Where and how did you learn how to cook?
When there was something to celebrate, my mom would make lumpiang prito, lumpia sariwa, pancit bihon and inihaw na baboy. When I was 10 years old, my main job was to roll the lumpia — and to roll them tight!
How did you end up in Buenos Aires?
[After years of working in New York] I arrived in Buenos Aires in 2005 with only a backpack and a rice cooker. I wanted to learn another language and immerse myself in another culture. I met the father of my children, and a few years later, in 2009, we opened my first restaurant behind closed doors, at our house. Cocina Sunae was born out of my love for cooking and the flavors of my childhood. After almost seven years, we opened Sunae Asian Cantina in the Palermo neighborhood, also known by locals as Cantina Sunae.
Is the Manila restaurant anything like your first two restaurants in Buenos Aires?
Apu Nena is a 25-seater spot that has a totally different concept… but what [Apu Nena and Sunae Asian Cantina in Buenos Aires and BGC] have in common is their foundations in the Filipino food traditions of my childhood.
Sunae Asian Cantina’s menu, says Christina, is similar to the one in its original Argentine location — with a few more seafood options. “We tap on the natural bounty of the Philippines and tailor selections to the local palate.”
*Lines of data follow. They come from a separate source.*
Issue #9430, opened 2018-08-28
Fetching transaction receipt performance


adyshimony:
Hi,

**100 blocks txs receipts - total of 15324 - takes 102 seconds.**

I am with latest Parity, on ubuntu, this is a constant issue.

I am indexing all transaction, and getting very slow performance when fetching transaction receipt.

For example: 

blocks 4832000 - 4832099
To get the 100 blocks, the duration in sec:, 8.921 (block include transactions body)

// now get the receipts for each transaction per block (I am waiting for all txs per block. waiting for all txs  for all blocks didn't improve performance)

getTransactionsFromBlockAsync for block: 4832000, txs: 252, duration in sec:, 1.929
getTransactionsFromBlockAsync for block: 4832001, txs: 103, duration in sec:, 0.190
getTransactionsFromBlockAsync for block: 4832002, txs: 79, duration in sec:, 0.134
getTransactionsFromBlockAsync for block: 4832003, txs: 64, duration in sec:, 0.064
getTransactionsFromBlockAsync for block: 4832004, txs: 251, duration in sec:, 2.090
getTransactionsFromBlockAsync for block: 4832005, txs: 258, duration in sec:, 2.317
getTransactionsFromBlockAsync for block: 4832006, txs: 302, duration in sec:, 3.510
getTransactionsFromBlockAsync for block: 4832007, txs: 87, duration in sec:, 0.162
getTransactionsFromBlockAsync for block: 4832008, txs: 192, duration in sec:, 1.355
getTransactionsFromBlockAsync for block: 4832009, txs: 323, duration in sec:, 4.140
getTransactionsFromBlockAsync for block: 4832010, txs: 162, duration in sec:, 0.754
getTransactionsFromBlockAsync for block: 4832011, txs: 54, duration in sec:, 0.047
getTransactionsFromBlockAsync for block: 4832012, txs: 43, duration in sec:, 0.032
getTransactionsFromBlockAsync for block: 4832013, txs: 24, duration in sec:, 0.014
getTransactionsFromBlockAsync for block: 4832014, txs: 68, duration in sec:, 0.084
getTransactionsFromBlockAsync for block: 4832015, txs: 121, duration in sec:, 0.376
getTransactionsFromBlockAsync for block: 4832016, txs: 15, duration in sec:, 0.011
getTransactionsFromBlockAsync for block: 4832017, txs: 247, duration in sec:, 2.373
[...]

PR #9527, opened 2018-09-11
RPC: parity_getBlockReceipts

tomusdrw:
Closes: #9430 

Some performance benchmarks:
After: http://gist.github.com/tomusdrw/05242fb0a7d42ed13474218e6a83f517
Before: https://gist.github.com/tomusdrw/f664ff78ce2714fadc2128fa5539cd86

(Not realy meant to compare `eth_getTransactionReceipt` performance before and after, cause obviously here is obviously a huge variance here, but I think it's clearly visible that getBlockReceipts is way faster and single receipt performance has not degraded)

Script used to check the performance:
https://gist.github.com/tomusdrw/ffd102326522d415ddea1b2aa1938cc9

EDIT: realised it's a bit unfair if we test `parity_getBlockReceipts` as the second one, cause the first call fills up the cache. Updated the results, but even if `getBlockReceipts` fetches data from disk it's faster, so it's not really a contributing factor here.


rpc/src/v1/traits/parity.rs
```diff
@@ -211,6 +211,11 @@ build_rpc_trait! {
 		#[rpc(name = "parity_getBlockHeaderByNumber")]
 		fn block_header(&self, Trailing<BlockNumber>) -> BoxFuture<RichHeader>;
 
+		/// Get block receipts.
+		/// Allows you to fetch receipts from the entire block at once.
+		#[rpc(name = "parity_getBlockReceipts")]
+		fn block_receipts(&self, Trailing<BlockNumber>) -> BoxFuture<Vec<Receipt>>;
```
debris: `Trailing` == latest?

rpc/src/v1/impls/light/parity.rs
```diff
@@ -415,6 +415,19 @@ impl Parity for ParityClient {
 		Box::new(self.fetcher().header(id).and_then(from_encoded))
 	}
 
+	fn block_receipts(&self, number: Trailing<BlockNumber>) -> BoxFuture<Vec<Receipt>> {
+		// Note: Here we treat `Pending` as `Latest`.
+		//       Since light clients don't produce pending blocks
+		//       (they don't have state) we can safely fallback to `Latest`.
```
debris: redundant extra spaces

rpc/src/v1/impls/eth.rs
```diff
@@ -419,11 +418,11 @@ impl<C, SN: ?Sized, S: ?Sized, M, EM, T: StateInfo + 'static> EthClient<C, SN, S
...
 
-	let pending_logs = receipts.into_iter()
-		.flat_map(|(hash, r)| r.logs.into_iter().map(|l| (hash.clone(), l)).collect::<Vec<(H256, LogEntry)>>())
-		.collect::<Vec<(H256, LogEntry)>>();
-
-	pending_logs.into_iter()
+	receipts.into_iter()
+		.flat_map(|r| {
+			let hash = r.transaction_hash;
+			r.logs.into_iter().map(move |l| (hash.clone(), l))
```
debris: `move` and `clone()` are probably redundant, cause `hash` implements `Copy`

ethcore/src/client/client.rs
```diff
@@ -1785,26 +1785,49 @@ impl BlockChainClient for Client {
...
-			}))
+		let number = chain.block_number(&hash)?;
+		let body = chain.block_body(&hash)?;
+		let mut receipts = chain.block_receipts(&hash)?.receipts;
+		receipts.truncate(address.index + 1);
+
+		let transaction = body.view().localized_transaction_at(&hash, number, address.index)?;
+		let receipt = receipts.pop()?;
+		let gas_used = receipts.last().map_or_else(|| 0.into(), |r| r.gas_used);
+		let no_of_logs = receipts.into_iter().map(|receipt| receipt.logs.len()).sum::<usize>();
```
debris: I don't understand these 3 lines. why do we pop a receipt and then take a `gas_used` from the one before it?

ethcore/src/client/client.rs
```diff
@@ -1785,26 +1785,49 @@ impl BlockChainClient for Client {
...
+
+		let receipt = transaction_receipt(self.engine().machine(), transaction, receipt, gas_used, no_of_logs);
+		Some(receipt)
+	}
+
+	fn block_receipts(&self, id: BlockId) -> Option<Vec<LocalizedReceipt>> {
```
jimpo: This method could probably use a test.

rpc/src/v1/impls/light/parity.rs
```diff
@@ -415,6 +415,19 @@ impl Parity for ParityClient {
...
+		let id = match number.unwrap_or_default() {
+			BlockNumber::Num(n) => BlockId::Number(n),
+			BlockNumber::Earliest => BlockId::Earliest,
+			BlockNumber::Latest | BlockNumber::Pending => BlockId::Latest,
```
jimpo: Since there is no Pending state, I'd say either return an empty vector or keep the [deprecation log](https://github.com/paritytech/parity-ethereum/blob/6e62d77e4d6211fca1b66a34f3b5047f3a406e77/rpc/src/v1/impls/light/eth.rs#L80) from `num_to_id`.

ethcore/src/client/client.rs
tomusdrw: So to actually generate a `LocalizedReceipt` we need 3 things:
1. Actual receipt
2. Gas used by that transaction
3. Number of logs generate prior to this transaction (to calculate log_index_in_block).

So the logic is as follows:
1. Fetch all receipts from 0 to `index` (inclusive)
2. Take the last one (`receipts.pop()`; point 1.)
3. Take the previous to last one to calculate (point 2.) (receipts only store cumulative gas, so we calculate `current.gas_used - previous.gas_used` to figure out what `current` gas usage of transaction was)
4. Use all previous receipts to calculate total number of logs. (point 3.)

ethcore/src/client/client.rs
tomusdrw: Added for both `block_receipt` and `transaction_receipt`

rpc/src/v1/types/block_number.rs
```diff
@@ -52,6 +52,22 @@ impl BlockNumber {
...
+	pub fn to_block_id(self) -> BlockId {
+		// NOTE Here we treat `Pending` as `Latest`.
+		// Since light clients don't produce pending blocks
+		// (they don't have state) we can safely fallback to `Latest`.
+		match self {
+			BlockNumber::Num(n) => BlockId::Number(n),
+			BlockNumber::Earliest => BlockId::Earliest,
+			BlockNumber::Latest => BlockId::Latest,
+			BlockNumber::Pending => {
+				warn!("`Pending` is deprecated and may be removed in future versions. Falling back to `Latest`");
```
jimpo: Hmm, this should only get logged when accessed from the light client impl. So maybe move back to `num_to_id` on the light client or add a `light_client: bool` method param?

tomusdrw: Moved it to a trait, so it explicitly says it's for light client only.

5chdn:
please rebase on master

- Mejillones y coco (Manila exclusive): “Mussels, coconut and sigarilyas… I’m in love with the sigarilyas and special bagoong in this dish.”
- Burnt coconut curry: “The technique to creating this dish — burning coconuts until they’re black — was taught to me by a friend from Mindanao.”
- Natilla de coco: “Coconut cream, fresh fruit, coconut cookies, chili and strawberry powder. Delicious.”